* [Problem statement]:
Among the entries below, extract exactly the lines that run from the one with "If Round 3 itself" through the one with "2. The explicit", both ends included.
⟨
PR #189, opened 2024-05-23
More uqi improvements

jonmagic:
## Why?

Found a few more things that could be improved based on usage at the day job.

## How?

1. Added logic to handle azure mysql connections where user must follow `<user>@<subdomain>` format.
2. Configured teardown function for each uqi client.
3. Removed engine_version property from create client function because we're not using it yet.


demo-app/src/lib/mysql-uqi-client.ts
```diff
@@ -103,13 +103,22 @@ async function createMysqlUqiClient(config: MysqlConfig): Promise<UqiClient> {
     return asyncGenerator()
   }
 
+  let user = parsedUrl.username
```
hktouw, line 106: What do you think about extracting this into a function? `extractUser(url: URL): string`?

hktouw (approved):
This looks great to me 🤘

demo-app/src/lib/mysql-uqi-client.ts
```diff
@@ -136,6 +128,19 @@ async function createMysqlUqiClient(config: MysqlConfig): Promise<UqiClient> {
   })
 }
 
+function azureUserFromUri(parsedUri: URL): string {
```
hktouw, line 131: The way this is structured isn't exclusive to azure per se, so I don't think this needs to be named `azureUserFromUri`. But not a big deal either way.

jonmagic: The regular expression it uses is azure specific 🤷🏻‍♂️

Issue #170, opened 2024-05-09
Support ability to pass in variables into workflows


hktouw:
Currently there is no way to pass in data into a workflow. Data in the workflow needs to be hardcoded into the workflow config or fetched by data provider components. We'll want to come up with an elegant way to do this. Perhaps we can expose a new parameter in `RenderConfig` called `signals` that the caller can supply. We then make the signals available to components in the engine.

/cc @open-truss/engineers for your thoughts on this
/cc @kmcq @pourash-b as you things you are working on may need this functionality

kmcq:
@hktouw yes! This will really help.

A RenderConfig param makes sense to me 👍 I was also thinking that it could be cool to have a config annotation that populates a signal from a query param. That would just be a helper around your idea though probably so let's do yours first.

PR #196, opened 2024-06-10
Pass variables into workflows

fionaochs:
Resolves https://github.com/open-truss/open-truss/issues/170

Created a new variable of `initializedSignals` that is passing a url param through `RenderConfig`  to display an initial value on a new `16-state-management-demo-initial-value` page

I added a new input field on the workflows page where you can initialize an `accountID` that will be used in the  `16-state-management-demo-initial-value` workflow
image

Demo successfully grabs `initialValue` from url and populates the `AccountID` input
image


packages/open-truss/src/configuration/engine-v1/RenderConfig.tsx
```diff
@@ -114,6 +125,11 @@ function createSignals(signalsConfig: SignalsV1, validate: boolean): Signals {
       const s = signal.parse(undefined)
```
kmcq, line 125: I think this might be where you want to use the initial value (instead of undefined) instead of where you have it a few lines down. Parsing undefined gets the default value but in the case when a value's been passed in we want to call parse on that passed in value

kmcq (commented):
Looking legit! I didn't try it out but I have a hunch about that error you're seeing. 

Also, a nitpick, but what do you think about calling it `initialSignalValues` instead of initializedSignals? Initialized to me sounds like we're passing signals but we're just passing in values. Happy to be overruled on this one 😄

demo-app/src/open-truss/components/DisplayInitialAccountId.tsx
```diff
@@ -0,0 +1,20 @@
...
+  BaseOpenTrussComponentV1PropsShape,
+  type z,
+} from '@open-truss/open-truss'
+import { AccountIDSignal } from '../signals'
+
+export const Props = BaseOpenTrussComponentV1PropsShape.extend({
+  accountId: AccountIDSignal,
+})
+
+// This component shows how Open Truss components can use signals (backed by @preact/signals-react) to share state with other components.
```
jonmagic, line 11:
```suggestion
```

packages/open-truss/src/configuration/engine-v1/RenderConfig.tsx
```diff
@@ -111,9 +121,17 @@ function createSignals(signalsConfig: SignalsV1, validate: boolean): Signals {
...
+        const initialValue = initialSignalValues[name]
+        const s = signal.parse(undefined)
+        s.yamlName = name
+        s.value = initialValue
+        signals[name] = s
+      } else {
+        const s = signal.parse(undefined)
+        s.yamlName = name
+        signals[name] = s
+      }
```
jonmagic, line 134: I think this should also work and is a bit easier to read:

```suggestion
      const s = signal.parse(undefined)
      s.yamlName = name
      signals[name] = s

      if (name in initialSignalValues) {
        s.value = initialSignalValues[name]
      }
```

jonmagic (approved):
I applied my suggestions and bumped the version number and I think this is now ready to :ship: so Imma go ahead and do that.

Issue #190, opened 2024-05-24
Update the UqiStatus interface and implementation to return percentage complete


jonmagic:
The UqiStatus interface currently looks like this:

```ts
export interface UqiStatus {
  completedAt: Date | null
  failedAt: Date | null
  failedReason: string | null
  recordsReturned: number
  startedAt: Date | null
}
```

It does not include a percentage complete metric, only the number of rows returned so far.

I considered adding a metric to indicate the number of rows it will return and then calculate the percentage complete manually but that's not possible across all of the databases we currently support.

- Kusto doesn't expose how many rows it will return but it does have an API indicating percentage complete.
- Mysql does expose how many rows it will return but not a percentage complete metric.
- Trino doesn't expose how many rows it will return but does have an API indicating an estimation of percentage complete.

[source](https://chatgpt.com/share/d893ebbe-87c3-440f-b542-4e4c3822883d)

I think we can update uqi to provide an estimated percentage complete metric in the UqiStatus interface, we'll just have to expose a function for each uqi client to define how it calculates this metric.

PR #201, opened 2024-06-18
Report percentageComplete

tmetz:
🍐 with @jonmagic 

https://github.com/open-truss/open-truss/issues/190

This PR lays some groundwork for reporting the percentage of a query that has completed.  We'd like this to work with Kusto, Trino, and MySQL for Uqi, but haven't been able to find a good metric for Kusto or Trino.  However, this PR adds the `percentageComplete` field that can be used if the data is available.

This also does a quick bugfix for the Kusto demo config to make it valid YAML.

### DIFF
--- a/demo-app/package-lock.json
+++ b/demo-app/package-lock.json
@@ -56,7 +56,7 @@
     },
     "../packages/open-truss": {
       "name": "@open-truss/open-truss",
-      "version": "0.23.0",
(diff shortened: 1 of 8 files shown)


jonmagic (approved):
Looks great! Glad mysql was this simple. We'll see if working on kusto and trino clients is easier in the work environment where the uqi client is used in a background job.

PR #204, opened 2024-06-19
0.25.0 -> 0.26.0, pulling in CVE fixes from #202 and #203

spicycode:
This will get #202 and #203 out for any downstream consumers.


hktouw (approved):
LGTM 👍

PR #303, opened 2026-02-20
fix(ai-client): prevent continuation stall when multiple client tools complete in the same round

### LINKED ISSUE #302: Client tool continuation stalls when multiple tools complete in the same round
## Disclosure

This issue was written by an AI coding agent (Claude Code) on behalf of a developer who encountered this bug. The analysis below is based on source-level tracing of the `@tanstack/ai-client` ChatClient code and observed runtime behavior.

## Versions

- `@tanstack/ai`: 0.5.1
- `@tanstack/ai-client`: 0.4.5
- `@tanstack/ai-vue`: 0.5.4
- Framework: Vue 3.5 with Composition API

## Description

When an LLM response triggers **multiple client-side tool calls** in the same round (e.g., the model calls `get_expenses` and `execute_sql` simultaneously), the chat gets stuck after all tools complete. The model never produces its follow-up text response. The `isLoading` flag goes `false` with the last message part being a `tool-result`, but no continuation request is sent to the server.

### Observed behavior

1. User sends a message like *"How much did I spend this year on food?"*
2. Round 1: Model calls `get_expenses` → client executes → result returned → continuation fires correctly ✓
3. Round 2: Model calls `get_expenses` (drill-down) **and** `execute_sql` in the same response → both tools execute → both results appear in the UI → **chat gets permanently stuck**
4. The "Stop generating" button stays visible indefinitely
5. No text response is ever produced by the model
6. On page reload, the last tool's result shows as "loading" forever (it was never sent back to the server in a continuation request)

### Expected behavior

After all client tools in a round complete, a continuation request should be sent to the server so the model can produce its text response.

## Root Cause Analysis

The issue appears to be in `ChatClient`'s interaction between `drainPostStreamActions()`, `checkForContinuation()`, and the shared `postStreamActions` queue.

### The flow

When multiple tools complete in the same round, each `addToolResult()` call queues a `checkForContinuation()` action onto `postStreamActions`:

```
postStreamActions = [checkForContinuation_A, checkForContinuation_B]
```

After the stream finalizes, `streamResponse()`'s `finally` block calls `drainPostStreamActions()`:

```typescript
// streamResponse() finally block:
this.setIsLoading(false)
await this.drainPostStreamActions()  // processes the queue
```

### The problem: nested drain steals actions

`drainPostStreamActions()` runs `checkForContinuation_A`, which calls `streamResponse()` for the continuation (Round 3). Inside Round 3's `streamResponse()` `finally` block, `drainPostStreamActions()` is called **again** (nested). This **inner drain** finds `checkForContinuation_B` still in the shared `postStreamActions` array and processes it:

```
Outer drain: shift checkForContinuation_A → await it
  checkForContinuation_A: continuationPending = true → await streamResponse() (Round 3)
    Round 3 finally: drainPostStreamActions() (INNER DRAIN)
      Inner drain: shift checkForContinuation_B → await it
        checkForContinuation_B: sees continuationPending = true → RETURNS immediately (no-op)
      Inner drain complete
    Round 3 streamResponse() returns
  checkForContinuation_A: continuationPending = false
Outer drain: postStreamActions is now empty → exits
```

If Round 3 itself involves tool calls (model calls another tool), the continuation from Round 3 is blocked because:
1. `checkForContinuation_B` (stolen by inner drain) sees `continuationPending = true` and returns without doing anything
2. The explicit continuation check at the end of `streamResponse()` also sees `continuationPending = true`
3. After `continuationPending` is finally set to `false`, no one calls `checkForContinuation()` again
4. The chat is stuck with tool results but no model continuation

### Secondary issue: `areAllToolsComplete()` returns `true` for no-tool messages

```typescript
areAllToolsComplete(): boolean {
  // ...
  if (toolParts.length === 0) return true  // ← always true for text-only messages
  // ...
}
```

This means `shouldAutoSend()` returns `true` even after a text-only response, which can cause spurious continuation rounds when combined with the duplicate action problem.

## Minimal reproduction scenario

1. Configure `useChat` with 2+ client tools (using `toolDefinition().client()`)
2. Set up a prompt that causes the LLM to call both tools in the same response
3. Both tools execute and complete successfully
4. Observe: `isLoading` goes `false`, last part is `tool-result`, but no continuation fires

## Suggested fix

A few possible approaches:

### Option A: Deduplicate continuation actions
Instead of queuing a `checkForContinuation` per tool result, use a single flag:

```typescript
async addToolResult(result) {
  this.processor.addToolResult(...)
  
  if (this.isLoading) {
    // Only queue ONE continuation check, not one per tool
    if (!this.postStreamActions.some(a => a === this.checkForContinuation)) {
      this.queuePostStreamAction(() => this.checkForContinuation())
    }
    return
  }
  await this.checkForContinuation()
}
```

### Option B: Don't nest drains
Prevent re-entrancy in `drainPostStreamActions()`:

```typescript
private draining = false

private async drainPostStreamActions(): Promise<void> {
  if (this.draining) return  // skip nested drain
  this.draining = true
  try {
    while (this.postStreamActions.length > 0) {
      const action = this.postStreamActions.shift()!
      await action()
    }
  } finally {
    this.draining = false
  }
}
```

### Option C: Post-continuation recheck
After `continuationPending` is cleared, recheck if continuation is still needed:

```typescript
private async checkForContinuation(): Promise<void> {
  if (this.continuationPending || this.isLoading) return

  if (this.shouldAutoSend()) {
    this.continuationPending = true
    try {
      await this.streamResponse()
    } finally {
      this.continuationPending = false
      // Recheck after clearing the flag
      if (this.shouldAutoSend() && !this.isLoading) {
        await this.checkForContinuation()
      }
    }
  }
}
```

Option B seems cleanest as it prevents the root cause (nested drain stealing actions) without changing the continuation semantics.

willwillems:
## 🎯 Changes

Fixes #302 — when an LLM response triggers multiple client-side tool calls in a single round, the chat permanently stalls after all tools complete because the continuation request never fires.

**Two changes in `ChatClient` (`packages/typescript/ai-client/src/chat-client.ts`):**

1. **Re-entrancy guard on `drainPostStreamActions`**: Adds a `draining` flag that prevents nested calls. When a continuation stream fires inside the drain and its `finally` block tries to drain again, the nested call is skipped. The outer drain's `while` loop naturally picks up any actions queued during the nested stream.

2. **`tool-result` type guard in `checkForContinuation`**: Adds an early return when the last message part is not a `tool-result`. This prevents duplicate queued checks from the same round from firing spurious continuation requests after the model has already produced its text response.

Both changes are needed together — the drain guard fixes the structural cause (nested drain stealing actions), and the lastPart guard fixes the semantic cause (duplicate checks firing after continuation already succeeded).

## ✅ Checklist

## 🚀 Release Impact

## Summary by CodeRabbit

* **Bug Fixes**
  * Fixed a stall that occurred when multiple client-side tools completed simultaneously in the same processing round.

### DIFF
--- a/.changeset/fix-client-tool-continuation-stall.md
+++ b/.changeset/fix-client-tool-continuation-stall.md
@@ -1,0 +1,7 @@
+---
+'@tanstack/ai-client': patch
+---
+
+fix: prevent client tool continuation stall when multiple tools complete in the same round
+
+When an LLM response triggers multiple client-side tool calls simultaneously, the chat would permanently stall after all tools completed. This was caused by nested `drainPostStreamActions` calls stealing queued continuation checks from the outer drain. Added a re-entrancy guard on `drainPostStreamActions` and a `tool-result` type check in `checkForContinuation` to prevent both the structural and semantic causes of the stall.
--- a/packages/typescript/ai-client/src/chat-client.ts
+++ b/packages/typescript/ai-client/src/chat-client.ts
@@ -40,6 +40,8 @@ export class ChatClient {
   private pendingToolExecutions: Map<string, Promise<void>> = new Map()
   // Flag to deduplicate continuation checks during action draining
   private continuationPending = false
+  // Re-entrancy guard for drainPostStreamActions
+  private draining = false
 
   private callbacksRef: {
     current: {
@@ -619,9 +621,15 @@ export class ChatClient {
    * Drain and execute all queued post-stream actions
    */
   private async drainPostStreamActions(): Promise<void> {
-    while (this.postStreamActions.length > 0) {
-      const action = this.postStreamActions.shift()!
-      await action()
+    if (this.draining) return
+    this.draining = true
+    try {
+      while (this.postStreamActions.length > 0) {
+        const action = this.postStreamActions.shift()!
+        await action()
+      }
+    } finally {
+      this.draining = false
     }
   }
 
@@ -631,6 +639,12 @@ export class ChatClient {
   private async checkForContinuation(): Promise<void> {
     // Prevent duplicate continuation attempts
     if (this.continuationPending || this.isLoading) {
+      return
+    }
+
+    const messages = this.processor.getMessages()
+    const lastPart = messages.at(-1)?.parts.at(-1)
+    if (lastPart?.type !== 'tool-result') {
       return
     }
 


derekalia:
also running into this issue. not sure if this is the fix.

tombeckenham:
Thanks for finding this. We fixed this in #429 . Sorry it's taken so long to get back to you!

PR #395, opened 2026-03-23
fix(ai): produce new object references in tool-call message updaters

braden-w:
I ran into this while building a Svelte 5 chat UI with tool-call approvals. Svelte 5 uses proxies for reactivity, and `$derived(part.state === 'approval-requested')` never fired because the part object identity didn't change.

The root cause is four functions in `message-updaters.ts` that mutate tool-call parts in-place after `[...msg.parts]`. The shallow copy creates a new array but the elements are the same references, so `toolCallPart.state = 'approval-requested'` changes the original object in both arrays. This affects any framework using proxy-based reactivity (Svelte 5, Vue 3).

The other updaters (`updateToolCallPart`, `updateTextPart`, `updateThinkingPart`) already produce new objects via spread. This PR aligns the four remaining functions to the same pattern:

```typescript
const index = parts.indexOf(toolCallPart)
parts[index] = { ...toolCallPart, state: 'approval-requested', approval: { ... } }
```

Functions fixed: `updateToolCallApproval`, `updateToolCallState`, `updateToolCallWithOutput`, `updateToolCallApprovalResponse`. Four immutability tests added.

## Checklist

- [x] Changeset included.

## Summary by CodeRabbit

* **Bug Fixes**
  * Fixed tool-call message updater behavior to ensure proper state isolation and consistency when processing multiple updates, improving reliability of tool interactions.

### DIFF
--- a/.changeset/immutable-tool-call-updates.md
+++ b/.changeset/immutable-tool-call-updates.md
@@ -1,0 +1,18 @@
+---
+'@tanstack/ai': patch
+---
+
+fix(ai): produce new object references in tool-call message updaters
+
+`updateToolCallApproval`, `updateToolCallState`, `updateToolCallWithOutput`,
+and `updateToolCallApprovalResponse` previously mutated the found tool-call
+part in-place (`toolCallPart.state = ...`) after spreading the parts array.
+The shallow `[...msg.parts]` copy created a new array but preserved the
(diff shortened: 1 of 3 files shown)


tombeckenham (approved):
Thanks for finding this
⟩
* [Task result]:
If Round 3 itself involves tool calls (model calls another tool), the continuation from Round 3 is blocked because:
1. `checkForContinuation_B` (stolen by inner drain) sees `continuationPending = true` and returns without doing anything
2. The explicit continuation check at the end of `streamResponse()` also sees `continuationPending = true`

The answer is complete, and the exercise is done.